Work request:
Among the lines below, list those containing the string "pointers".

Task input:
PR #443, opened 2021-11-11
MFT stub

linnealovespie:
1. Create a stub MFT in TransformBlur.cpp
2. Implement image invert in SegmentModel.cpp using LearningModelBuilder as a stand-in for image segmentation
3. Replace default Enhanced Video Renderer (EVR) with DX11VideoRenderer in order to use D3D11 resources to render to the output window
4. Handle extracting the DXGIDeviceManager from the DX11VideoRender and sharing it with the MFT so that it can be D3D-Aware

The bulk of the logic happens in the following functions: 
1. Player.cpp::AddBranchToPartialTopology
2. TransformBlur::ProcessOutput
3. SegmentModel::RunTest


Samples/BackgroundBlur/BackgroundBlur/SegmentModel.h
```diff
@@ -0,0 +1,40 @@
...
+private: 
+	LearningModel GetBackground(long n, long c, long h, long w);
+	LearningModel GetForeground(long n, long c, long h, long w);
+	LearningModel Argmax(long axis, long h, long w);
+	LearningModel FCNResnet();
+	LearningModel ReshapeFlatBufferToNCHW(long n, long c, long h, long w);
+	LearningModel ReshapeFlatBufferToNCHWAndInvert(long n, long c, long h, long w);
+	LearningModel Normalize0_1ThenZScore(long height, long width, long channels, std::vector<float> means, std::vector<float> stddev);
+
+	LearningModelBinding Evaluate(LearningModelSession sess, std::vector<ITensor*> input, ITensor* output, bool wait = false);
```
JingqiaoFu, line 33: I think we should avoid passing the actual object here, best to use reference or smart pointers?

fdwr: Yeah, C++ passes by value copy. So tis lighter perf and and more flexible to pass an `std::span` rather than a vector copy.

Samples/BackgroundBlur/DX11VideoRenderer/Activate.cpp
```diff
@@ -0,0 +1,214 @@
+#include "pch.h"
```
JingqiaoFu, line 1: So it seems we are copying the DX11VideoRenderer, possibly from here: https://github.com/microsoft/Windows-classic-samples/tree/main/Samples/DX11VideoRenderer ?
Do you think we could maybe build it into a lib and include .lib and .h files? or submoduling this directory could also be an option, I'm just wondering if we really need to expose(and maintain a separate copy) the source code for this renderer in our sample

Samples/BackgroundBlur/.gitignore
```diff
@@ -0,0 +1 @@
+*.onnx
```
martinb35, line 1: where is the model coming from? this seems to suggest you aren't checking it in.

Samples/BackgroundBlur/BackgroundBlur/BackgroundBlur.cpp
```diff
@@ -0,0 +1,511 @@
...
+    default:
+        return DefWindowProc(hwnd, message, wParam, lParam);
+    }
+    return 0;
+}
+
+//  Open an audio/video file.
+void OnFileOpen(HWND hwnd)
+{
+    IFileOpenDialog* pFileOpen = NULL;
```
martinb35, line 178: should these be wrapped in smart pointers so you don't have to manually release the memory?

Samples/BackgroundBlur/BackgroundBlur/SegmentModel.cpp
```diff
@@ -0,0 +1,402 @@
...
+	ONNX_UINT64 = 13,
+	ONNX_COMPLEX64 = 14,     // complex with float32 real and imaginary components
+	ONNX_COMPLEX128 = 15,    // complex with float64 real and imaginary components
+
+	// Non-IEEE floating-point format based on IEEE754 single-precision
+	// floating-point number truncated to 16 bits.
+	// This format has 1 sign bit, 8 exponent bits, and 7 mantissa bits.
+	ONNX_BFLOAT16 = 16,
+}OnnxDataType;
+hstring modelPath = L"C:\\Windows-Machine-Learning\\Samples\\BackgroundBlur\\BackgroundBlur\\Assets\\fcn-resnet50-11.onnx";
```
martinb35, line 36: the hardcoded path probably won't work on other people's machines.

Samples/BackgroundBlur/BackgroundBlur/SegmentModel.cpp
```diff
@@ -0,0 +1,402 @@
...
+bool useGPU = true;
```
martinb35, line 37: do these need to be global variables?

Samples/BackgroundBlur/.gitignore
linnealovespie: I'm not checking it in because it's too big to commit. I'll add a download task build events so that it downloads the onnx file if it doesn't already exist in the assets.

Samples/BackgroundBlur/BackgroundBlur/SegmentModel.h
JingqiaoFu: Wasn't aware that WinML objs are com objs and therefore they are access with com ptr

Samples/BackgroundBlur/BackgroundBlur/BackgroundBlur.cpp
linnealovespie: This is all from demo code, but I can refactor to use smart pointers instead if it's the better coding practice to demonstrate.

Samples/BackgroundBlur/BackgroundBlur/SegmentModel.cpp
linnealovespie: Set to be a member variable of SegmentModel

Samples/BackgroundBlur/DX11VideoRenderer/Activate.cpp
linnealovespie: I've had to make some changes to the DX11VideoRenderer (you're correct that it's from the mentioned repo), so I don't think we can submodule the directory and immediately use it in the project.  The big one is that the sample uses C++14 and I've had to make some changes (eg. using typename modifiers to in templated classes) to get it compatible with C++17.

Samples/BackgroundBlur/BackgroundBlur/BackgroundBlur.cpp
```diff
@@ -0,0 +1,515 @@
+// THIS CODE AND INFORMATION IS PROVIDED "AS IS" WITHOUT WARRANTY OF
+// ANY KIND, EITHER EXPRESSED OR IMPLIED, INCLUDING BUT NOT LIMITED TO
+// THE IMPLIED WARRANTIES OF MERCHANTABILITY AND/OR FITNESS FOR A
+// PARTICULAR PURPOSE.
+//
+// Copyright (c) Microsoft Corporation. All rights reserved.
```
tiagoshibata, line 6: I believe all samples are under the MIT license

Samples/BackgroundBlur/BackgroundBlur/BackgroundBlur.cpp
```diff
@@ -0,0 +1,515 @@
...
+
+    // Register the window class.
+    ZeroMemory(&wcex, sizeof(WNDCLASSEX));
+    wcex.cbSize = sizeof(WNDCLASSEX);
+    wcex.style = CS_HREDRAW | CS_VREDRAW;
+    wcex.lpfnWndProc = WndProc;
+    wcex.hInstance = hInst;
+    wcex.hbrBackground = (HBRUSH)(COLOR_WINDOW + 1);
+    wcex.lpszMenuName = MAKEINTRESOURCE(IDC_MFPLAYBACK);
+    wcex.lpszClassName = szWindowClass;
```
tiagoshibata, line 99: Nipick: In C++, unspecified members of a struct are initialized to zero, so:

```cpp
WNDCLASSEX wcex {};  // All members are initialized to zero, no need for ZeroMemory
```

Or even better:

```cpp
    WNDCLASSEX wcex {
        .cbSize = sizeof(WNDCLASSEX);
        .style = CS_HREDRAW | CS_VREDRAW;
        .lpfnWndProc = WndProc;
        .hInstance = hInst;
        .hbrBackground = (HBRUSH)(COLOR_WINDOW + 1);
        .lpszMenuName = MAKEINTRESOURCE(IDC_MFPLAYBACK);
        .lpszClassName = szWindowClass;
    };
    // These members are initialized, any remaining members are zero
```

Samples/BackgroundBlur/BackgroundBlur/BackgroundBlur.cpp
```diff
@@ -0,0 +1,515 @@
...
+    if (SUCCEEDED(hr))
+    {
+        UpdateUI(hwnd, Closed);
+        return 0;   // Success.
+    }
+    else
+    {
+        NotifyError(NULL, L"Could not initialize the player object.", hr);
+        return -1;  // Destroy the window
+    }
```
tiagoshibata, line 297: Nitpick:

```cpp
    if (!SUCCEEDED(hr))
    {
        NotifyError(NULL, L"Could not initialize the player object.", hr);
        return -1;  // Destroy the window
    }
    UpdateUI(hwnd, Closed);
    return 0;   // Success.
```

Samples/BackgroundBlur/BackgroundBlur/BackgroundBlur.cpp
```diff
@@ -0,0 +1,515 @@
...
+        break;
+
+    case Started:
+        bPlayback = TRUE;
+        break;
+
+    case Paused:
+        bPlayback = TRUE;
+        break;
+    }
```
tiagoshibata, line 384: There's a duplicate case:

```cpp
    switch (state)
    {
    case OpenPending:
        bWaiting = TRUE;
        break;

    case Started:
    case Paused:
        bPlayback = TRUE;
        break;
    }
```

Samples/BackgroundBlur/BackgroundBlur/BackgroundBlur.cpp
```diff
@@ -0,0 +1,515 @@
...
+        return (INT_PTR)TRUE;
+
+    case WM_COMMAND:
+        switch (LOWORD(wParam))
+        {
+        case IDOK:
+            if (pUrl)
+            {
+                // Get the URL from the edit box in the dialog. This function 
+                // allocates memory. The caller must call CoTaskMemAlloc.
```
tiagoshibata, line 438: Comment looks misleading (caller must call CoTaskMemFree, right?). Also it seems to be leaking the allocation, I think you'd have to check if pUrl->pszURL is not null and free it before calling AllocGetWindowText.

Samples/BackgroundBlur/BackgroundBlur/SegmentModel.cpp
```diff
@@ -0,0 +1,393 @@
...
+	{
+		// v1: just get the reference- should fail
+		auto reference = foreground.as<TensorUInt8Bit>().CreateReference().data();
+
+		// v3: get from a d3dresource
+		/*ID3D12Resource* res = NULL;
+		HRESULT hr = foreground.as<ITensorNative>()->GetD3D12Resource(&res);
+		UINT DstRowPitch = 0, DstDepthPitch = 0, SrcSubresource = 0;
+		hr = res->ReadFromSubresource((void*)*pDest, DstRowPitch, DstDepthPitch, SrcSubresource, NULL);*/
+		return;
```
tiagoshibata, line 106: Is this to be done?

Samples/BackgroundBlur/BackgroundBlur/BackgroundBlur.cpp
linnealovespie: I can't use designated initializers (eg. the second option) with C++17, so I'll go with the first option.

Samples/BackgroundBlur/BackgroundBlur/SegmentModel.cpp
```diff
@@ -0,0 +1,393 @@
...
+}
+
+LearningModel SegmentModel::Argmax(long axis, long h, long w)
+{
+	auto builder = LearningModelBuilder::Create(12)
+		.Inputs().Add(LearningModelBuilder::CreateTensorFeatureDescriptor(L"Data", TensorKind::Float, array_view<int64_t const>{ -1, -1, h, w })) // Different input type? 
+		.Outputs().Add(LearningModelBuilder::CreateTensorFeatureDescriptor(L"Output", TensorKind::Float, array_view<int64_t const>{ -1, -1, h, w })) // Output of int64? 
+		.Operators().Add( LearningModelOperator(L"ArgMax")
+			.SetInput(L"data", L"Data")
+			.SetAttribute(L"keepdims", TensorInt64Bit::CreateFromArray(std::vector<int64_t>{1}, std::vector<int64_t>{ 1 }))
```
tiagoshibata, line 154: Nitpick: There's a bunch of places with temporary std::vector. array_view accepts std::array or an initializer_list too, which are much easier and faster to build than a temporary vector that gets thrown away as soon as the call returns.

Samples/BackgroundBlur/BackgroundBlur/SegmentModel.cpp
```diff
@@ -0,0 +1,393 @@
...
+			.SetAttribute(L"to", TensorInt64Bit::CreateFromIterable(std::vector<int64_t>{}, std::vector<int64_t>{OnnxDataType::ONNX_FLOAT}))
+			.SetOutput(L"output", L"Output"))
+		;
+
+	return builder.CreateModel();
+}
+
+LearningModel SegmentModel::FCNResnet()
+{
+	auto rel = std::filesystem::current_path();
```
tiagoshibata, line 168: std::filesystem is C++20

Samples/BackgroundBlur/BackgroundBlur/SegmentModel.h
```diff
@@ -0,0 +1,43 @@
+#pragma once
+#include <winrt/Microsoft.AI.MachineLearning.Experimental.h>
+#include <winrt/Microsoft.AI.MachineLearning.h>
+#include <Windows.AI.MachineLearning.native.h>
+#include <strsafe.h>
+#include <wtypes.h>
+#include <winrt/base.h>
+
+using namespace winrt::Microsoft::AI::MachineLearning;
+using namespace winrt::Microsoft::AI::MachineLearning::Experimental;
```
tiagoshibata, line 10: Avoid `using namespace` in headers, it pollutes the namespace of any file that includes this header

tiagoshibata: (As a best practice avoid it in general, but in `cpp` files we tend to use it elsewhere)

Samples/BackgroundBlur/BackgroundBlur/BackgroundBlur.cpp
linnealovespie: This is leftover from the sample I built out from. I can delete and have the code under our MIT license.

Samples/BackgroundBlur/BackgroundBlur/TransformBlur.cpp
```diff
@@ -0,0 +1,1550 @@
...
+{
+    ULONG uCount = InterlockedDecrement(&m_nRefCount);
+    if (uCount == 0)
+    {
+        delete this;
+    }
+    // For thread safety, return a temporary variable.
+    return uCount;
+}
+
```
tiagoshibata, line 109: Isn't there a default implementation of these if you inherit from IUnknown? Just trying to understand why you need to refcount manually.

Also, do we need e.g. copy constructors to update the refcount? It feels like this implementation has gaps

tiagoshibata: (Or make it not copyable)

Samples/BackgroundBlur/BackgroundBlur/TransformBlur.cpp
```diff
@@ -0,0 +1,1550 @@
...
+HRESULT TransformBlur::GetInputAvailableType(
+    DWORD           dwInputStreamID,
+    DWORD           dwTypeIndex, // 0-based
+    IMFMediaType** ppType
+)
+{
+    TRACE((L"GetInputAvailableType (stream = %d, type index = %d)\n", dwInputStreamID, dwTypeIndex));
+
+    AutoLock lock(m_critSec);
```
tiagoshibata, line 371: Which access is meant to be locked? It's better to restrict the lock and make clear what's shared here

Samples/BackgroundBlur/BackgroundBlur/TransformBlur.cpp
```diff
@@ -0,0 +1,1550 @@
...
+
+    // Invoke the image transform function.
+    if (true)
+    {
+        TransformImage_Stub(pDest, pSrc, m_cbImageSize, m_segmentModel);
+    }
+    else
+    {
+        CHECK_HR(hr = E_UNEXPECTED);
+    }
```
tiagoshibata, line 1410: if (true)

Samples/BackgroundBlur/BackgroundBlur/BackgroundBlur.cpp
linnealovespie: is this what you mean? 

`if (pUrl->pszURL) 
                {
                    std::free(pUrl->pszURL);
                }`

Samples/BackgroundBlur/BackgroundBlur/SegmentModel.cpp
linnealovespie: yes, in the future this will be allocating d3d12 resources that the video renderer can use directly.

Samples/BackgroundBlur/BackgroundBlur/common/GrowArray.h
```diff
@@ -0,0 +1,122 @@
...
+//-----------------------------------------------------------------------------
+
+
+#pragma once
+
+
+namespace MediaFoundationSamples
+{
+
+    // Class template: Re-sizable array.
```
tiagoshibata, line 20: If there's a reason not to use std::vector, add it to the comments here

Samples/BackgroundBlur/BackgroundBlur/common/PropVar.h
```diff
@@ -0,0 +1,95 @@
...
+// Wrapper class for PROPVARIANT types. 
+//
+// Notes: 
+//    This class offers accessor functions for a subset of the PROPVARIANT
+//    data types, designed to handle all of the types in actual use by 
+//    Media Foundation at this time.
+// 
+///////////////////////////////////////////////////////////////////////////////
+
+class PropVariant : public PROPVARIANT
```
tiagoshibata, line 19: There's std::variant, not sure if it covers your use case

Samples/BackgroundBlur/BackgroundBlur/common/critsec.h
```diff
@@ -0,0 +1,64 @@
+#pragma once
+
```
tiagoshibata, line 2: [It's always better to include what you use](https://github.com/include-what-you-use/include-what-you-use/blob/master/docs/WhyIWYU.md)

Samples/BackgroundBlur/BackgroundBlur/common/critsec.h
```diff
@@ -0,0 +1,64 @@
...
+    //////////////////////////////////////////////////////////////////////////
+
+    class CritSec
+    {
+    private:
+        CRITICAL_SECTION m_criticalSection;
+    public:
+        CritSec()
+        {
+            InitializeCriticalSection(&m_criticalSection);
```
tiagoshibata, line 19: Using InitializeCriticalSection and the interlocked methods from Windows is fine, but in general I'd use the methods from the STL (mutex/unique_lock and atomic in this case). They come with C++ RAII, are cross-platform and will call the same or similar Windows APIs under the hood. But no need to refactor all the code now.

Samples/BackgroundBlur/BackgroundBlur/common/mfutils.h
```diff
@@ -0,0 +1,188 @@
...
+        GetStreamCurrentMediaType
+        GetTopoNodeObject
+    */
+
+
+    // MFTimeToMsec: Convert 100-ns time to seconds.
+    inline LONG MFTimeToMsec(const LONGLONG& time)
+    {
+        return (LONG)(time / (ONE_SECOND / ONE_MSEC));
+    }
```
tiagoshibata, line 40: Comments are misleading (1000ns is 1us instead of 1ms, I think all instances of ns should be us)

Samples/BackgroundBlur/BackgroundBlur/common/mfutils.h
```diff
@@ -0,0 +1,188 @@
...
+//
+//////////////////////////////////////////////////////////////////////////
+
+#pragma once
+
+#include <mftransform.h>
+
+namespace MediaFoundationSamples
+{
+    const MFTIME ONE_SECOND = 10000000; // One second in hns
```
tiagoshibata, line 20: Is this constant correct?

Samples/BackgroundBlur/BackgroundBlur/SegmentModel.cpp
linnealovespie: So the parameter type here is winrt::param::iterable, so if I'm reading [Passing parameters into the ABI boundary](https://docs.microsoft.com/en-us/windows/uwp/cpp-and-winrt-apis/pass-parms-to-abi#iterable-parameters) I can pass std::vector and not std::array. Are there any other alternatives that are more effective? If it helps, I can move creating each of these learningmodelsessions out of the RunTest method like I was planning to do once I consolidate the models for pre- and post-processing into a single mega model.

Samples/BackgroundBlur/BackgroundBlur/common/mfutils.h
```diff
@@ -0,0 +1,188 @@
...
+    // This function allocates a buffer and returns it in pszText. The caller must
+    // call CoTaskMemFree on the buffer.
+    //
+    // hwnd:     Handle to the window
+    // pszText:  Receives a pointer to the string.
+    // pcchLen:  Receives the length of the string, in characters, not including
+    //           the terminating NULL character. This parameter can be NULL.
+    //--------------------------------------------------------------------------------------
+
+    inline HRESULT AllocGetWindowText(HWND hwnd, WCHAR **pszText, DWORD *pcchLen)
```
tiagoshibata, line 141: This was duplicated in another file, the other file can probably call it from this header

Samples/BackgroundBlur/BackgroundBlur/SegmentModel.cpp
linnealovespie: Looks like it's c++17 as well: https://en.cppreference.com/w/cpp/filesystem/current_path

Samples/BackgroundBlur/BackgroundBlur/BackgroundBlur.cpp
linnealovespie: Removed duplicate case

Samples/BackgroundBlur/DX11VideoRenderer/Activate.cpp
```diff
@@ -0,0 +1,214 @@
...
+
+        hr = pActivate->QueryInterface(IID_PPV_ARGS(ppActivate));
+        if (FAILED(hr))
+        {
+            break;
+        }
+
+        pActivate->m_hwnd = hwnd;
+    }
+    while (FALSE);
```
tiagoshibata, line 37: Is while (FALSE) intended?

Samples/BackgroundBlur/DX11VideoRenderer/Common.h
```diff
@@ -0,0 +1,384 @@
...
+        return t / 10000.0;
+    }
+
+    template <class T> inline T MillisecondsToTicks(const T& t)
+    {
+        return t * 10000;
+    }
+
+    // returns the greatest common divisor of A and B
+    inline int gcd(int A, int B)
```
tiagoshibata, line 75: There's a std::gcd template

tiagoshibata: Oh this was copied from another repo... Feel free to leave it as-is if you don't wanna diverge from the original repo. Less conflicts will make it easier in the future if you want to pull new changes.

Samples/BackgroundBlur/BackgroundBlur/BackgroundBlur.cpp
tiagoshibata: `CoTaskMemFree(pUrl->pszURL);` in the caller (the OnOpenURL function)

Samples/BackgroundBlur/BackgroundBlur/SegmentModel.cpp
tiagoshibata: I was looking at the second parameter, which is array_view and can take std::array or std::initializer_list. But from the docs IIterable can also take std::initializer_list, no?

Samples/BackgroundBlur/BackgroundBlur/SegmentModel.cpp
tiagoshibata: Oh I was sure it didn't make it into C++17. You're correct, my bad.

Samples/BackgroundBlur/BackgroundBlur/SegmentModel.h
linnealovespie: Makes sense, I can at least move it to SegmentModel.cpp

Samples/BackgroundBlur/DX11VideoRenderer/Common.h
linnealovespie: Yes all of the files in common come from [mediafoundation samples](https://github.com/microsoft/Windows-classic-samples/tree/main/Samples/Win7Samples/multimedia/mediafoundation). I can at least not include the files I'm not using and maybe refactor their sample code later. All of the mf samples are from 5 years ago...

Samples/BackgroundBlur/BackgroundBlur/common/GrowArray.h
linnealovespie: There isn't- in fact the demo doesn't use growarray at all. I'll remove it.

Samples/BackgroundBlur/BackgroundBlur/common/PropVar.h
linnealovespie: Unused code from MF samples, I'll remove from the project.

Samples/BackgroundBlur/BackgroundBlur/common/mfutils.h
linnealovespie: Removed mfutils.h from project because it's not used anywhere.

Samples/BackgroundBlur/BackgroundBlur/SegmentModel.cpp
linnealovespie: Oh I see, yes you're right.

Result:
JingqiaoFu, line 33: I think we should avoid passing the actual object here, best to use reference or smart pointers?
martinb35, line 178: should these be wrapped in smart pointers so you don't have to manually release the memory?
linnealovespie: This is all from demo code, but I can refactor to use smart pointers instead if it's the better coding practice to demonstrate.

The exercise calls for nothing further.